--- DATASET EXTRACT ---
PR #1791, opened 2025-04-05
NO-JIRA: extensions-ocp-rhel-9.6.yaml: add back in rhel-9.6-server-ose-4.19 repo

dustymabe:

--- PROBLEM TO WORK ON ---
Output the entire listing precisely as it stands.

--- OUTPUT FOR THIS TASK ---
PR #1791, opened 2025-04-05
NO-JIRA: extensions-ocp-rhel-9.6.yaml: add back in rhel-9.6-server-ose-4.19 repo

dustymabe:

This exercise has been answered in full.